I'm currently writing a data conversion program and would like to get better performance. In case the environment matters: the programming language is straight C, Solaris 10, E25K with 8 CPUs and 16G RAM allotted to my zone. I do not have admin on the box. I am compiling 64-bit with lots of compiler options for performance.
The process is very linear and most of the optimization examples I find are for making loops run in parallel and such. Well, I don't have any loops. I'm moving a lot of data from a set of source files, doing some transformation and validation, then writing to the appropriate target file. No recursion or matrix math here...
I wrote my initial test program which would basically spin through the source files and writes empty target files. Doing this I was able to process about 70,000 source records per second - which was acceptable and on par with the speed of simply copying the disk files from one place to another.
Once I started adding logic, the records per second started to drop drastically. I expected this to some degree, but adding just the basic initial logic cut the records per second in half, and after that the performance dropped in a pretty linear fashion as I added transformation logic. Mind you, most of the logic is moving source to target and space padding the target, validating a date range, etc.. Nothing complex by any stretch of the imagination, there are just a lot of fields.
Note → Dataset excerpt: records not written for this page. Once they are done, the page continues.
PR #396, opened 2020-03-12
Update uglify configuration to preserve license comment in minified JS

mscheele7:
> This pull request fixes the updated license comment not getting included in the minified JS

### Background & Context

The prior long license comment used a license annotation to signal Uglify to preserve it with the comments: 'some' setting. Since that annotation is no longer present this changes the setting to use a regex to match the comment's leading !.


cure53:
LGTM, thx! :+1:

PR #407, opened 2020-03-24
Update license header to point to specific version of LICENSE

mscheele7:
### Background & Context

Legal raised concerns that the URL in the license header pointed to master rather than a specific commit. This updates it to point to a release version, as well as name the specific licenses.


mscheele7:
Sorry, should have been more clear.

The concern is that if a future version uses a different license the LICENSE file will change. Then any previous releases will be pointing to the new license file instead of the license those versions were released under.

cure53:
Gotcha, that makes sense!

PR #418, opened 2020-04-18
refactor: to update tooling (rollup, babel et al) to recent versions

tdeekens:
> This pull request updates all dependencies related to tooling to their recent versions.

### Background & Context

The versions were quite outdated. Before we proceed to take on CI and maybe other things I suggest we get our tooling stack up to date. This includes:

1. Babel (it's all scoped packages by now)
2. Rollup (moved quite quickly and we picked the right bundler two years back)
3. Prettier chores the code a bit but that's the nature of formatters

Before I spend a lot of time trying to multi-thread the application, I wanted to see if my expectations are realistic. My thinking is that 8 CPUs should be able to keep up with the disk subsystem and that my conversion should not take any longer than the amount of time it takes to simply copy the data from one point to another. Possible?
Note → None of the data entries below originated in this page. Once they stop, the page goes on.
PR #419, opened 2020-04-19
feat: add github actions workflow and removes travis

tdeekens:
> This pull request adds a GitHub Action to perform the tests.

### Background & Context

The workflow is similar to what we have ton TravisCI. It removes some node versions and has the same semantics of probe tests and testing against BrowserStack.


.github/workflows/build-and-test.yml
```diff
@@ -0,0 +1,50 @@
...
+        run: yarn install --frozen-lockfile
+      - name: Build
+        run: npm run build
+      - name: Lint
+        run: npm run lint
+      - name: Test
+        env:
+          TEST_BROWSERSTACK: ${{ startsWith(matrix.node-version, '13') }}
+          TEST_PROBE_ONLY: ${{ github.ref != 'refs/heads/master' }}
+          BS_USERNAME: ${{ secrets.BS_USERNAME }}
```
tdeekens, line 48: @cure53 I don't see the `Settings`-tab under the repository. Can you add these as secrets on GitHub. You can find them here. I suppose we have to generate a new set on BrowserStack for the GitHub Actions. Still one we got "rid of" TravisCI we can remove the old ones.

CleanShot 2020-04-19 at 11 08 53@2x

.github/workflows/build-and-test.yml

Currently I'm processing like this:
1. mmap open all sources (there are about 10 to 15 depending)
2. collect counts of all source records in a given "set"
3. wait for any previous targets to finish writing to disk
4. process the current set of source records and write target records to memory buffers for each target
5. when a given target buffer is full, aiowrite to the target file
6. while there are source records, goto step 2
Basically I use aiowrite to get a little free async operation in that any target buffers that are ready to be written could do so while the next set of source records is being grouped (being read from the mmap'd source files). I also try to keep things as fast as possible by not moving the data more than necessary. Usually my transformation logic can move the data directly from the mmap'd file to the target buffer, and in other cases only a single move of the data needs to be done.
What I think I would like to do is create a thread that groups the source record sets into 8 independent memory locations. This thread's job is to simply keep those group locations full. Then 8 worker threads would pick the next source "set" from the pool and process it, and only have to sync on a mutex when writing to the target file.
Any insight or feedback would be greatly appreciated.